FCA’s Hewitt explains regulatory changes to DB transfer rules
The FCA’s Chris Hewitt went into detail about new rules governing DB transfers at yesterday’s Paraplanners Powwow.
Addressing Paraplanners gathered in teepees, at the Western-themed event, he said: “DB transfers are one of our priority areas in supervision at the FCA.
“There has been a large increase in demand for people who are calling for FCA advice.
“A lot of the time consumers are not in the best position to be taking these decisions.
“People often make poor decisions.”
He told delegates at the informal ‘unconference’ in Aynho, Northants, about the importance of demonstrating the value of DB schemes versus tempting lump sums for transferring.

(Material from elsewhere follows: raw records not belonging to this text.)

PR #1350, opened 2026-04-04
Record: L-BFGS Causal SLOT — val_bpb 1.0046 (3-seed mean)

resouer:
## Summary

**3-seed mean val_bpb: 1.0046** (std 0.0003) | ~15.8 MB | 8xH100 SXM | ~556s SLOT eval

Merged SOTA (PR #1019, 3-seed mean): **1.88218 nats**. This run: **1.69620 nats**. Delta: **-0.186 nats**. Clears the 0.005-nat threshold.

## Results (3-seed)

| Seed | Sliding BPP | + Causal SLOT BPP | val_loss (nats) | Artifact |
|------|-------------|-------------------|-----------------|----------|
| 1337 | 1.0925 | **1.0043** | 1.6957 | 15,803,625 |
| 42 | 1.0925 | **1.0048** | 1.6965 | 15,808,775 |
| 2025 | 1.0925 | **1.0047** | 1.6964 | 15,794,277 |
| **Mean** | 1.0925 | **1.0046** | **1.6962** | |

### 1. L-BFGS Causal SLOT in Logit Space (Novel)

Standard SLOT optimizes delta using loss from ALL positions including future ones — PR #1240 proved 100% causal violation. Our causal SLOT restricts optimization to **already-scored context positions only**. L-BFGS optimizer in logit space (max_iter=25, history=20, focal loss on last 128 tokens, warm-start, delta clamp +/-5). Delta: **-0.087 BPP**, ~556s eval.

Nearest PR: #1318 (L-BFGS logit SLOT, non-causal). Different: causal constraint on optimization — loss from context positions only.

### 2. Pre-quant AdamW TTT (6 epochs)

AdamW TTT on full-precision EMA weights before GPTQ. Delta: **-0.022 BPP**, 110s.

### 3. Coprime-stride multi-shard data loader

Weighted random shard sampling with coprime stride. Delta: **-0.003 BPP**.

### 4. Config (QK_GAIN=5.0, WARMDOWN=4000, GPTQ damp=0.005)

Delta: **~-0.003 BPP** combined.

## Compliance

Satisfies all four NoesisGenesis conditions (Issue #677):
1. `p_t` depends only on artifact and prefix `x_1...x_{t-1}` — causal SLOT uses only already-scored positions
2. Full softmax over full 1024-token vocabulary
3. Score-before-update — current tokens don't influence their own scores
4. Single left-to-right sliding-window pass

Model weights never modified during eval. Only per-window throwaway delta (1024 floats) is optimized then discarded.

[...]

PR #1919, opened 2026-04-29
Add SP8192 + ParResid + DR + LoRA TTT + Mixed int4/int6/int8 + AWQ su…

dev-pratap-singh:
…bmission

Adds an unverified submission targeting val_bpb=1.0587 (3-seed mean) on the 10-min 8xH100 track, mirrored into the non-record track. Both folders contain the README, submission.json, and single-file train_gpt.py entry point.

Status: NOT YET VERIFIED ON H100 — per-seed train logs and runtime compliance flags are pending the 8xH100 reproduction run.

### DIFF
--- a/records/track_10min_16mb/2026-04-29_SP8192_ParResid_DR_LoRATTT_MixedQuant_AWQ/README.md
+++ b/records/track_10min_16mb/2026-04-29_SP8192_ParResid_DR_LoRATTT_MixedQuant_AWQ/README.md
@@ -1,0 +1,289 @@
+# Submission (unverified): SP8192 + Parallel Residuals + Depth Recurrence + LoRA Score-First TTT + Mixed int4/int6/int8 + AWQ
+
+**val_bpb (target) = 1.0587**  |  artifact (target) ≤ 16 MB  |  8xH100 SXM
+
+> **Status: NOT YET VERIFIED ON H100.** Testing was done on 8×A100.
+
+## Headline numbers (target)
+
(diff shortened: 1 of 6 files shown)


dexhunter:
Hi @dev-pratap-singh — thanks for sharing this submission.

Quick technical note for the community thread, since I noticed there are no other comments yet:

The AWQ activation-aware scale calibration in `train_gpt.py` (around lines 1796-1819, where AWQ activations are collected from the first 4×2048 val tokens before int4 quantization, per the README's explicit description) appears to violate Issue #1017 **Condition 3 (score-before-update)**:

> "fix that position's score contribution before any x_t-dependent update or accounting rule"

The AWQ rescaling factors `s_in` are computed from activations on the first 8192 val tokens, then folded into the int4 weights. The artifact's scoring weights for those same val tokens therefore depend on the val tokens' own activations — i.e., position t's score uses a transform learned from x_t's activation.

This is the same class as **PR #1350 / PR #1351** pre-quant calibration on val data (flagged in earlier reviews), which Issue #677 (illegal-submissions megathread) covers.

A clean fix: **calibrate AWQ scales on a held-out slice of train shards** (e.g., the last N tokens of `train_files[0]`) and freeze before eval. This preserves the AWQ benefit while keeping Condition 3 satisfied.

The rest of the mechanic looks quite clean — parallel residuals, depth recurrence, and LoRA score-first TTT all appear well-formed. Happy to discuss if I've misread the calibration path.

He also said peer-pressure could encourage cashing out, for example if people had “colleagues in the pub saying: ‘I’ve just transferred out’ and they would think ‘Oh, that’s a good idea I’ll do that myself.’”
To counter such instances he said: “Good advice is critical.”
He then moved on to a related topic and discussed changes to DB regulation due to come into force from 1 October, particularly the introduction of the Transfer Value Comparator (TVC) and Appropriate Pension Transfer Analysis (APTA).
He said TVC was a “rigid” metric, used to replicate what the scheme is worth, to “give clients an idea of the value of their DB scheme to kind of counter the big number.”
He said it would help clients evaluate how much value they were actually getting from cash out offers compared to what they already had.
Turning to APTA, which he said will be mandated for DB schemes, he insisted it was “not a tick box exercise” or a “system.”
He summed it up simply as “doing Financial Planning and financial advice properly” and later said it was essentially “best practice” or “acceptable practice.”
He said a key question in the APTA consideration should be: “How much reliance has the client got on the DB pension?”
Mr Stewart also fielded questions from Paraplanners about the mechanics of both new criteria.